_ASSIGNMENT_.
In the data below, how many lines contain the word "created"? Answer with the number alone.

Start of Block

PR #81, opened 2015-02-17
Create the infrastructure to allow testing changes across repos.

AlexGhiondea:
This is going to be driven by the localpublish.props file at the source root
of the repo. By default this file does not exist and it is not tracked by git.

You can create the file with contents similar to this to enable the repo that
is currently built from publishing to a local path. This enables the scenario
when one package has a dependency to the other and you want to test your
changes locally.

If the file is present the following are going to happen:
- The package folder in the target repo is going to be removed
- A packages.config file is going to be created for the package that we are
installing. This is required to bypass the resolving of dependencies that is
triggered by installing a packaged referenced by name.
- A nuget install command is issued to install the package in the target repo

Structure of localpublish.props file:
<Project ToolsVersion="12.0" DefaultTargets="Build"
         xmlns="http://schemas.microsoft.com/developer/msbuild/2003">
  <ItemGroup>
    <Packages Include="<directory of the package created by the repo>">
      <PackageName><name of the package></PackageName>
      <PackageVersion><version, including -prerelease></PackageVersion>
      <InstallLocation><Location in the other repo where the package
      					should be installed</InstallLocation>
    </Packages>
</Project>

### DIFF
--- a/src/Microsoft.DotNet.Build.Tasks/Targets/packages.targets
+++ b/src/Microsoft.DotNet.Build.Tasks/Targets/packages.targets
@@ -18,6 +18,10 @@
     <NuGetOutputDirectory>&quot;$(PackagesOutDir.TrimEnd('\'))&quot;</NuGetOutputDirectory>
   </PropertyGroup>
 
+  <PropertyGroup>
+    <LocalPublishPropsFile Condition="'$(LocalPublishPropsFile)'==''">$(PackagesDir)\localpublish.props</LocalPublishPropsFile>
+  </PropertyGroup>
+
   <Target Name="BuildPackages"
     DependsOnTargets="GetNuGetPackageVersions"
     Condition="'$(SkipBuildPackages)' != 'true'">
@@ -75,5 +79,45 @@
     <PropertyGroup>
       <_TempPackageVersion />
     </PropertyGroup>
+  </Target>
+
+  <Import Condition="Exists('$(LocalPublishPropsFile)')"  Project="$(LocalPublishPropsFile)"/>
+  
+  <!-- Publish the packages locally -->
+  <Target Name="LocalPackagePublish" Condition="'@(LocalPackages)'!=''"
+          Inputs="%(LocalPackages.Identity)\%(LocalPackages.PackageName).%(LocalPackages.PackageVersion).nupkg;%(LocalPackages.InstallLocation)\%(LocalPackages.PackageName).%(LocalPackages.PackageVersion)" 
+          Outputs="%(LocalPackages.InstallLocation)\%(LocalPackages.PackageName).%(LocalPackages.PackageVersion)\MODIFIED.txt" >
+    
+    <!-- Generate the packages.config -->
+    <ItemGroup>
+      <LocalPackageConfigLine Include="&lt;?xml version=&quot;1.0&quot; encoding=&quot;utf-8&quot;?&gt;" />
+      <LocalPackageConfigLine Include="&lt;packages&gt;" />
+      <LocalPackageConfigLine Include="&lt;package id=&quot;%(LocalPackages.PackageName)&quot; version=&quot;%(LocalPackages.PackageVersion)&quot; /&gt;"/>
+      <LocalPackageConfigLine Include="&lt;/packages&gt;" />
+    </ItemGroup>
+
+    <PropertyGroup>
+      <RestoreConfig>%(LocalPackages.InstallLocation)\packages.%(LocalPackages.PackageName).config</RestoreConfig>
+    </PropertyGroup>
+    
+    <WriteLinesToFile File="$(RestoreConfig)" Lines="@(LocalPackageConfigLine)" Overwrite="true" />
+    <Message Text="Generated $(RestoreConfig) for '%(LocalPackages.PackageName).%(LocalPackages.PackageVersion).nupkg'" />
+    
+    <PropertyGroup>
+      <LocalPackagesSources>@(LocalPackages, ';')</LocalPackagesSources>
+    </PropertyGroup>
+    <Message Text="Generated to package source to be '$(LocalPackages)'"/>
+
+    <!-- Remove existing directories -->
+    <RemoveDir Directories="%(LocalPackages.InstallLocation)\%(LocalPackages.PackageName).%(LocalPackages.PackageVersion)" />
+
+    <!-- Restoring the packages -->
+    <Exec Command="$(NuGetExe) install $(RestoreConfig) -Source $(LocalPackagesSources) -NoCache -Prerelease -OutputDirectory %(LocalPackages.InstallLocation)" />
+
+    <!-- Write a file in the packages folder to let the user know this is not the original package -->
+    <ItemGroup>
+      <NotOriginalPackages Include="The package was restored from $(LocalPackagesSources)" />
+    </ItemGroup>
+    <WriteLinesToFile File="%(LocalPackages.InstallLocation)\%(LocalPackages.PackageName).%(LocalPackages.PackageVersion)\MODIFIED.txt" Lines="@(NotOriginalPackages)" Overwrite="true" />
   </Target>
 </Project>


src/Microsoft.DotNet.Build.Tasks/Targets/packages.targets
```diff
@@ -76,4 +76,41 @@
...
+  
+  <!-- Publish the packages locally -->
+  <Target Name="LocalPackagePublish" Condition="'@(Packages)'!=''"
+          Inputs="%(Packages.Identity)\%(Packages.PackageName).%(Packages.PackageVersion).nupkg;%(Packages.InstallLocation)\%(Packages.PackageName).%(Packages.PackageVersion)" 
+          Outputs="%(Packages.InstallLocation)\localpublish.%(Packages.PackageName).%(Packages.PackageVersion).txt" >
+    <!--AfterTargets="BuildNuGetPackages"-->
+    
+    <!-- Generate the packages.config -->
+    <ItemGroup>
+      <Line Include="&lt;?xml version=&quot;1.0&quot; encoding=&quot;utf-8&quot;?&gt;" />
```
weshaggard: You should make this more specific. Something like LocalPackageConfigLine

AlexGhiondea: Done.

AlexGhiondea:
I will rebase before I commit.

src/Microsoft.DotNet.Build.Tasks/Targets/packages.targets
```diff
@@ -18,6 +18,10 @@
     <NuGetOutputDirectory>&quot;$(PackagesOutDir.TrimEnd('\'))&quot;</NuGetOutputDirectory>
   </PropertyGroup>
 
+  <PropertyGroup>
+    <LocalPublishPropsFile Condition="'$(LocalPublishPropsFile)'==''">$(SourceDir)\localpublish.props</LocalPublishPropsFile>
```
AlexGhiondea: If we don't want this to be $(SourceDir), what should it be? $(BinDir)? Something else?

weshaggard: $(PackagesDir) is what I would use in corefx. if that is not set in coreclr we can probably just set it there to be consistent.

.gitignore
```diff
@@ -14,4 +14,5 @@ packages
 Session.vim
 .netrwhist
 *~
+localpublish.props
```
weshaggard: Once you switch to something other than $(SourcesDir) you can remove this.

src/Microsoft.DotNet.Build.Tasks/Targets/packages.targets
```diff
@@ -76,4 +80,47 @@
...
+    <WriteLinesToFile File="$(RestoreConfig)" Lines="@(LocalPackageConfigLine)" Overwrite="true" />
+    <Message Text="Generated $(RestoreConfig) for '%(Packages.PackageName).%(Packages.PackageVersion).nupkg'" />
+    
+    <PropertyGroup>
+      <PackageSources>@(Packages, ';')</PackageSources>
+    </PropertyGroup>
+    <Message Text="Generated to package source to be '$(PackageSources)'"/>
+
+    <!-- Remove existing directories -->
+    <RemoveDir Directories="%(Packages.InstallLocation)\%(Packages.PackageName).%(Packages.PackageVersion)" />
```
weshaggard: We may want to make this more general at some point perhaps adding a * at the end. However lets stick with this one for now.

src/Microsoft.DotNet.Build.Tasks/Targets/packages.targets
```diff
@@ -76,4 +80,47 @@
...
+    <Exec Command="$(NuGetExe) install $(RestoreConfig) -Source $(PackageSources) -NoCache -Prerelease -OutputDirectory %(Packages.InstallLocation)" />
+
+    <!-- Write a file in the packages folder to let the user know this is not the original package -->
+    <ItemGroup>
+      <NotOriginalPackages Include="The package was restored from $(PackageSources)" />
+    </ItemGroup>
+    <WriteLinesToFile File="%(Packages.InstallLocation)\%(Packages.PackageName).%(Packages.PackageVersion)\MODIFIED.txt" Lines="@(NotOriginalPackages)" Overwrite="true" />
+
+
+    <Touch Files="%(Packages.InstallLocation)\localpublish.%(Packages.PackageName).%(Packages.PackageVersion).txt" AlwaysCreate="true" />
```
weshaggard: Why do we need to touch this file why not use the modified.txt instead?

src/Microsoft.DotNet.Build.Tasks/Targets/packages.targets
```diff
@@ -76,4 +80,47 @@
       <_TempPackageVersion />
     </PropertyGroup>
   </Target>
+
+  <Import Condition="Exists('$(LocalPublishPropsFile)')"  Project="$(LocalPublishPropsFile)"/>
+  
+  <!-- Publish the packages locally -->
+  <Target Name="LocalPackagePublish" Condition="'@(Packages)'!=''"
```
weshaggard: I actually think that Packages may conflict with other things we should consider a mores specific name. Perhaps LocalPackages.

src/Microsoft.DotNet.Build.Tasks/Targets/packages.targets
AlexGhiondea: I will make this $(PackagesDir) and will update the CoreCLR repo to have this variable

src/Microsoft.DotNet.Build.Tasks/Targets/packages.targets
AlexGhiondea: Makes sense. Updated.

src/Microsoft.DotNet.Build.Tasks/Targets/packages.targets
AlexGhiondea: I added the modified.txt later -- I will get rid of the other file.

.gitignore
```diff
@@ -14,4 +14,3 @@ packages
 Session.vim
 .netrwhist
 *~
-
```
weshaggard: I assume you will undo the changes to this file when you squash.

src/Microsoft.DotNet.Build.Tasks/Targets/packages.targets
```diff
@@ -76,4 +80,44 @@
...
+      <RestoreConfig>%(LocalPackages.InstallLocation)\packages.%(LocalPackages.PackageName).config</RestoreConfig>
+    </PropertyGroup>
+    
+    <WriteLinesToFile File="$(RestoreConfig)" Lines="@(LocalPackageConfigLine)" Overwrite="true" />
+    <Message Text="Generated $(RestoreConfig) for '%(LocalPackages.PackageName).%(LocalPackages.PackageVersion).nupkg'" />
+    
+    <PropertyGroup>
+      <PackageSources>@(LocalPackages, ';')</PackageSources>
+    </PropertyGroup>
+    <Message Text="Generated to package source to be '$(LocalPackagesources)'"/>
```
weshaggard: You updated a few places to LocalPackagesources, I assume from a bad find/replace but the property group above is still called PackageSources.

src/Microsoft.DotNet.Build.Tasks/Targets/packages.targets
```diff
@@ -76,4 +80,44 @@
...
+
+    <!-- Remove existing directories -->
+    <RemoveDir Directories="%(LocalPackages.InstallLocation)\%(LocalPackages.PackageName).%(LocalPackages.PackageVersion)" />
+
+    <!-- Restoring the packages -->
+    <Exec Command="$(NuGetExe) install $(RestoreConfig) -Source $(LocalPackagesources) -NoCache -Prerelease -OutputDirectory %(LocalPackages.InstallLocation)" />
```
weshaggard: Should be PackageSources

src/Microsoft.DotNet.Build.Tasks/Targets/packages.targets
```diff
@@ -76,4 +80,44 @@
...
+
+    <!-- Write a file in the packages folder to let the user know this is not the original package -->
+    <ItemGroup>
+      <NotOriginalPackages Include="The package was restored from $(LocalPackagesources)" />
```
weshaggard: Should be PackageSources

weshaggard:
@AlexGhiondea other than the last few comments and a squash the changes look good to me.

jhendrixMSFT:
test this please

src/Microsoft.DotNet.Build.Tasks/Targets/packages.targets
```diff
@@ -76,4 +80,44 @@
...
+      <RestoreConfig>%(LocalPackages.InstallLocation)\packages.%(LocalPackages.PackageName).config</RestoreConfig>
+    </PropertyGroup>
+    
+    <WriteLinesToFile File="$(RestoreConfig)" Lines="@(LocalPackageConfigLine)" Overwrite="true" />
+    <Message Text="Generated $(RestoreConfig) for '%(LocalPackages.PackageName).%(LocalPackages.PackageVersion).nupkg'" />
+    
+    <PropertyGroup>
+      <LocalPackagesSources>@(LocalPackages, ';')</LocalPackagesSources>
+    </PropertyGroup>
+    <Message Text="Generated to package source to be '$(LocalPackages)'"/>
```
weshaggard: Reading this message doesn't seem to make since any longer.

End of Block

_RESPONSE BOX_.
2